If I'm not mistaken, the wear and tear allowance is now 12.5% over 8 years since the last budget. Can anyone confirm this?


----------



## Tommy (4 Jul 2003)

*Re: changed allowances*

This is correct.


----------



## ronaldo (11 Oct 2006)

Can anyone tell me what can be included as a Wear and Tear allowance when calculating Income profit in relation to Fixtures and Fittings. I have included a sample list below so perhaps we could start a discussion on what can and can’t be included from the list below and possibly suggest some other things that can be included. Thanks in advance.

*Fixtures*
Bathrooms
Boilers (Oil)
Kitchens
Built-in Wardrobes/Presses
Burglar alarms
Central heating systems
Double glazing
Electrical Wiring
Fencing
Fireplaces
Floor Covering stuck down over its entire surface, e.g. tiles
Gates
Immersion heaters
Tiles/Paint
Storage heaters/radiators
Storage tanks for oil or water for heating etc. systems

*Fittings*
Blinds
Curtains
Fitted carpets and lino
Kitchen white goods, e.g. cookers, washing machines, fridges. etc.
Lighting


----------



## Male Doon (31 Dec 2008)

I see that this thread is quite old...is this allowance still available to claim at the rates indicated above?


----------



## Nutso (31 Dec 2008)

It's now 12.5% per year over 8 years


----------



## Mommah (6 Jan 2009)

There is a very good guide to rental income on the www.revenue.ie site.
It covers all the questions.


----------



## dillons (19 Feb 2009)

ronaldo said:


> Can anyone tell me what can be included as a Wear and Tear allowance when calculating Income profit in relation to Fixtures and Fittings.
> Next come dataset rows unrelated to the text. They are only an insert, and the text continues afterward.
PR #795, opened 2017-05-03
[ELY-1096][JBEAP-10473]: Avoid possible race conditions incrementing the size of Rotating File Audit

yersan:
Although currentSize was declared as volatile, this field modifier is not enough to prevent race conditions. This patch uses an AtomicLong instead.

Jira issues:
https://issues.jboss.org/browse/ELY-1096
https://issues.jboss.org/browse/JBEAP-10473

### DIFF
--- a/src/main/java/org/wildfly/security/audit/RotatingFileAuditEndpoint.java
+++ b/src/main/java/org/wildfly/security/audit/RotatingFileAuditEndpoint.java
@@ -50,7 +50,7 @@ public class RotatingFileAuditEndpoint extends FileAuditEndpoint {
 
     private String nextSuffix;
     private long nextRollover = Long.MAX_VALUE;
-    private volatile long currentSize = 0;
+    private long currentSize = 0;
 
     RotatingFileAuditEndpoint(Builder builder) throws IOException {
         super(builder);
--- a/src/main/java/org/wildfly/security/audit/FileAuditEndpoint.java
+++ b/src/main/java/org/wildfly/security/audit/FileAuditEndpoint.java
@@ -92,10 +92,26 @@ public class FileAuditEndpoint implements AuditEndpoint {
         }
     }
 
+    /**
+     * Writes <code>bytes.length</code> bytes from the specified byte array
+     * to the underlying output stream managed by this class.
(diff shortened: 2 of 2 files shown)


honza889:
This should not be needed as `preWrite()` is called inside of `synchronized` block:
https://github.com/wildfly-security/wildfly-elytron/blob/master/src/main/java/org/wildfly/security/audit/FileAuditEndpoint.java#L108

yersan:
Thanks for your review @honza889, yes you're right (I guess you wanted to say the write() method). I agree with you, I didn't check who was calling write(), now I think even the volatile modifier was unnecessary there.

honza889:
Actually both of them. You are true, feel free to remove the modifier.

src/main/java/org/wildfly/security/audit/RotatingFileAuditEndpoint.java
```diff
@@ -50,7 +50,7 @@
 
     private String nextSuffix;
     private long nextRollover = Long.MAX_VALUE;
-    private volatile long currentSize = 0;
```
dmlloyd: This is not a great solution I think, as it relies on synchronization by external parties.  Unless the class as a whole does not have a thread-safety contract established, it's better to replace this with an AtomicLong which has an atomic getAndAdd method on it.  Same for the other method below.

On the other hand if the class as a whole needs to update multiple fields atomically, then locking is necessary and should be done directly within the class IMO.

src/main/java/org/wildfly/security/audit/RotatingFileAuditEndpoint.java
```diff
@@ -68,12 +68,18 @@
         }
     }
 
+    /**
+     * Notice the following, this method is not thread safe and should be called inside a synchronized block
+     */
```
honza889: Similar note would be better in superclass - FileAuditEndpoint - to define contract as suggested by @dmlloyd. To define that any implementation of this methods are called in synchronization block surrounding one log message processing.

yersan:
Thanks @honza889 , @dmlloyd for the help. I have updated the FileAuditEndpoint contract, maybe it makes more sense now.

PR #798, opened 2017-05-04
[ELY-1115][JBEAP-9628] Fix of null principal handling

honza889:
Returned original behavior - return NamePrincipal(null) instead of null principal from principal rewritter.
(reverting change which has broken wildfly tests)

need to be merged together with https://github.com/wildfly-security-incubator/wildfly-core/pull/156


kabir:
Related to https://issues.jboss.org/browse/JBEAP-9628

honza889:
Setting HOLD as just finishing better fix of this issue...

honza889:
Replaced by https://github.com/wildfly-security/wildfly-elytron/pull/799 - closing

PR #799, opened 2017-05-04
[ELY-1115] null principal handling in ServerAuthenticationContext

honza889:
Fix of RegexValidatingPrincipalTransformerTestCase broken by [ELY-1115].

Null principal should be considered wrong username passed by user, as discussed.

Replaces https://github.com/wildfly-security/wildfly-elytron/pull/798 and https://github.com/wildfly-security-incubator/wildfly-core/pull/156

### DIFF
--- a/src/main/java/org/wildfly/security/auth/server/ServerAuthenticationContext.java
+++ b/src/main/java/org/wildfly/security/auth/server/ServerAuthenticationContext.java
@@ -970,18 +970,12 @@ public final class ServerAuthenticationContext {
         };
     }
 
-    private static Principal validatedRewrite(Principal principal, Function<Principal, Principal> rewriter) {
-        Principal rewritten = rewriter.apply(principal);
-        if (rewritten == null) {
-            throw log.invalidName();
-        }
-        return rewritten;
-    }
-
     private static Principal rewriteAll(Principal principal, Function<Principal, Principal> r1, Function<Principal, Principal> r2, Function<Principal, Principal> r3) {
-        principal = validatedRewrite(principal, r1);
-        principal = validatedRewrite(principal, r2);
-        principal = validatedRewrite(principal, r3);
+        principal = r1.apply(principal);
+        if (principal == null) return null;
+        principal = r2.apply(principal);
+        if (principal == null) return null;
+        principal = r3.apply(principal);
         return principal;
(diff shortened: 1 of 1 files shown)


src/main/java/org/wildfly/security/auth/server/ServerAuthenticationContext.java
```diff
@@ -1010,12 +1004,24 @@ NameAssignedState assignName(final SecurityIdentity capturedIdentity, final Mech
     NameAssignedState assignName(final SecurityIdentity capturedIdentity, final MechanismConfiguration mechanismConfiguration, final MechanismRealmConfiguration mechanismRealmConfiguration, Principal originalPrincipal, final Evidence evidence, final IdentityCredentials privateCredentials, final IdentityCredentials publicCredentials, final boolean exclusive) throws RealmUnavailableException {
         final SecurityDomain domain = capturedIdentity.getSecurityDomain();
         final Principal preRealmPrincipal = rewriteAll(originalPrincipal, mechanismRealmConfiguration.getPreRealmRewriter(), mechanismConfiguration.getPreRealmRewriter(), domain.getPreRealmRewriter());
+        if (preRealmPrincipal == null) {
+            log.tracef("Unable to rewrite principal [%s] by pre-realm rewritters", originalPrincipal);
+            return new NameAssignedState(capturedIdentity, null, RealmIdentity.NON_EXISTENT, preRealmPrincipal, mechanismConfiguration, mechanismRealmConfiguration, privateCredentials, publicCredentials);
```
dmlloyd: I'm not sure we should enter name-assigned state in this case though.

dmlloyd: If the rewrite fails at this stage, it means the user name is invalid and there can be no assigned name.  So the resultant stage should be a subclass of UnassignedState - possibly an InvalidNameState even, if we need special behavior in this case (for example we would need authorization to fail).

honza889: Would not be FAILED state sufficient?

honza889:
Updated to use new  InvalidNameState as requested by @dmlloyd. (wildfly+wildlfy-core green)

PR #800, opened 2017-05-04
[ELY-1136] / [ELY-1137] Support for External authentication based on SSL Peer identity.

darranl:
We will probably still need a follow up step to make use of any identity cached on the SSLSession but for now this covers the main approach to get the SSL session into the ServerAuthenticationContext and used  to obtain the certificates to verify as evidence.

### DIFF
--- a/src/main/java/org/wildfly/security/auth/server/ServerAuthenticationContext.java
+++ b/src/main/java/org/wildfly/security/auth/server/ServerAuthenticationContext.java
@@ -24,6 +24,7 @@ import static org.wildfly.security._private.ElytronMessages.log;
 import java.io.IOException;
 import java.security.NoSuchAlgorithmException;
 import java.security.Principal;
+import java.security.cert.X509Certificate;
 import java.security.spec.AlgorithmParameterSpec;
 import java.security.spec.InvalidKeySpecException;
 import java.util.Collection;
@@ -32,6 +33,7 @@ import java.util.concurrent.atomic.AtomicReference;
 import java.util.function.Function;
 import java.util.function.Predicate;
 
+import javax.net.ssl.SSLPeerUnverifiedException;
 import javax.security.auth.callback.Callback;
 import javax.security.auth.callback.CallbackHandler;
 import javax.security.auth.callback.NameCallback;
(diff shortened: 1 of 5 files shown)


src/main/java/org/wildfly/security/sasl/util/SSLSaslClientFactory.java
```diff
@@ -18,62 +18,44 @@
...
+       super(delegate);
+       this.sslSession = checkNotNullParam("sslSession", sslSession);
     }
 
     public SaslClient createSaslClient(final String[] mechanisms, final String authorizationId, final String protocol, final String serverName, final Map<String, ?> props, final CallbackHandler cbh) throws SaslException {
-        final SSLQueryCallbackHandler newHandler = sslEngine != null ? new SSLQueryCallbackHandler(cbh, sslContext, sslEngine) : new SSLQueryCallbackHandler(cbh, sslContext, sslSocket);
-        return super.createSaslClient(mechanisms, authorizationId, protocol, serverName, props, newHandler);
+        final SSLQueryCallbackHandler newHandler = new SSLQueryCallbackHandler(cbh, sslSession);
+        SaslClient saslClient = super.createSaslClient(mechanisms, authorizationId, protocol, serverName, props, newHandler);
+        newHandler.activate();
```
darranl: This was needed to delay the insertion of the Callback until we reached an evaluate call, the mechanism information factory invokes the CBH at the time it is created so this was adding a callbak with that call which meant verification was happening before mechanism information was known.

src/main/java/org/wildfly/security/auth/server/ServerAuthenticationContext.java
```diff
@@ -870,6 +875,16 @@ private void handleOne(final Callback[] callbacks, final int idx) throws IOExcep
                     EvidenceVerifyCallback evidenceVerifyCallback = (EvidenceVerifyCallback) callback;
 
                     evidenceVerifyCallback.setVerified(verifyEvidence(evidenceVerifyCallback.getEvidence()));
+                } else if (callback instanceof SSLCallback) {
+                    SSLCallback sslCallback = (SSLCallback) callback;
+
+                    try {
+                        X509Certificate[] x509Certificates = X500.asX509CertificateArray(sslCallback.getSslSession().getPeerCertificates());
+                        verifyEvidence(new X509PeerCertificateChainEvidence(x509Certificates));
```
darranl: +1 we do need to follow up and tie it in with the identity cached on the session - I just want to get the general functionality in place before we add the optimisation.

PR #806, opened 2017-05-08
[JBEAP-10709] [ELY-1130] keystore entry alias is not necessary if the…

soul2zimate:
…re is only one entry in keystore.
JBEAP issue: https://issues.jboss.org/browse/JBEAP-10709
ELY issue: https://issues.jboss.org/browse/ELY-1130

### DIFF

I have included a sample list below so perhaps we could start a discussion on what can and can’t be included from the list below and possibly suggest some other things that can be included. Thanks in advance.
> 
> *Fixtures*
> Bathrooms
> ...


 
I can't find any clear guidance from revenue website on what would be considered fixtures & fittings for wear and tear purposes and guideline amounts. Can anyone advise? Is the above list reasonable and should it also include all furniture?

Thanks!


----------